First off it's nearly officially winter in Sydney, Australia although you wouldn't know it from the weather as it's been much warmer than it should be, but still cool with some cold early mornings. At these sorts of temps I usually do okay body-heat-wise. Not as badly as I do during a hot summer.

But I am experiencing feeling overheated most of the time. Although a nuisance it's easier to cool myself down during the day. But at night it's a real problem. I go to sleep under a sheet and light throw -- something you'd normally use on a sofa. Its light and much cooler and smaller than a blanket. The window is open letting in the cool/sometimes cold night air. Only sometimes I can't tell it's cool. Because I'm feeling so hot.

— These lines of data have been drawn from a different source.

PR #4428, opened 2022-12-11
Fix broken API doc link and add more ignores to linkcheck

parlough:
- Fixes the broken link to `bool.hasEnvironment`
- Adds some ignores to the link checker tool we use which cause issues when checking external links:
  - GitHub since it rate limits requests
  - /go/ links to match flutter/website since these are redirects to external sites, not part of the site
  - /jobs for a similar reason - the linkcheck tool seems to think it is part of the site
  
In CI we currently don't check external links, so these issues don't pop up, but when I run external links locally the problems arise.


atsansone (approved):
LGTM!

PR #4429, opened 2022-12-12
Typographic correction

zanovis:
include -> including


domesticmouse (approved):

src/_guides/language/coming-from/js-to-dart.md
```diff
@@ -92,7 +92,7 @@ expression. This means that Dart apps have sound static typing.
 JavaScript provides primitive types `num`, `string`, and `boolean`
 and the `null` value as well as _arrays_ and a `Map` type.
 
-Dart supports built-in types include:
+Dart supports built-in types, including:
```
parlough, line 95: Nice catch! It seems a bit weird for me to say Dart supports built-in types though. What do you think about the following?

```suggestion
Dart's supported built-in types include:
```

zanovis: Works for me :)

PR #4430, opened 2022-12-12
Use colored language tags in Swift to Dart article

parlough:
Instead of including the language tags in bold text, it's now part of the code snippet:

Example of language tags


sfshaza2 (approved):
lgtm. I didn't know about this!

PR #4445, opened 2022-12-14
Update some old version mentions

parlough:
- Remove mention of the `.analysis_options` file which has been removed for over 4 years.
- Update mention of standalone `pub` tool to reference removal

### DIFF
--- a/src/tools/pub/cmd/index.md
+++ b/src/tools/pub/cmd/index.md
@@ -30,7 +30,7 @@ on the [Flutter website]({{site.flutter}}).
   Although you might still find examples of
   using the standalone `pub` command instead of
   `dart pub` or `flutter pub`,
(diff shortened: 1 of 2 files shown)


domesticmouse (approved):

src/tools/pub/cmd/index.md
```diff
@@ -30,7 +30,7 @@ on the [Flutter website]({{site.flutter}}).
   Although you might still find examples of
   using the standalone `pub` command instead of
   `dart pub` or `flutter pub`,
-  the standalone `pub` command is deprecated.
+  the standalone `pub` command has been removed.
```
atsansone, line 33: **comment:** This runs a bit long, but it helps as is. We should return to tighten up the language here.

atsansone (approved):
LGTM % 1 comment.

Usually I go to sleep feeling just a bit warm. I've been feeling just a 'bit too warm' for past 4 years. But now I wake repeatedly during the night feeling hot inside my body and head like I have a fever. I have to get up and get something to drink, sometimes have a cool shower, and then get back into bed lying on top of the bedclothes with the window still open and the fan on. (To complicate matters, although my face will feel too warm too I can't let the fan blow directly on my face because it will feel begin to feel painfully too cool and start to ache -- unlike my body which rarely feels too cooled by the fan). When I feel cooled I can go back to sleep and just pull the light covering over me. I go back to sleep feeling like I usually do when I go to sleep at the beginning of the night. Only to wake and hour or two later feeling very overheated. I go through the whole routine of cooling down again, to fall asleep and then wake feeling very overheated. I wake with tachy often, too. But not always. The only time I don't wake feeling hot is when I wake with migraine - I've got breakthrough migraine pain, pretty mild for me, at the moment and I don't feel hot. Sometimes I wake feeling hot, sometimes it takes a few moments for the overheated sensation to start. I do have erythromelalgia -- hot burning skin sore to touch -- but I'm not sure if it's that, or POTS tendency to over heat due to dysregulation.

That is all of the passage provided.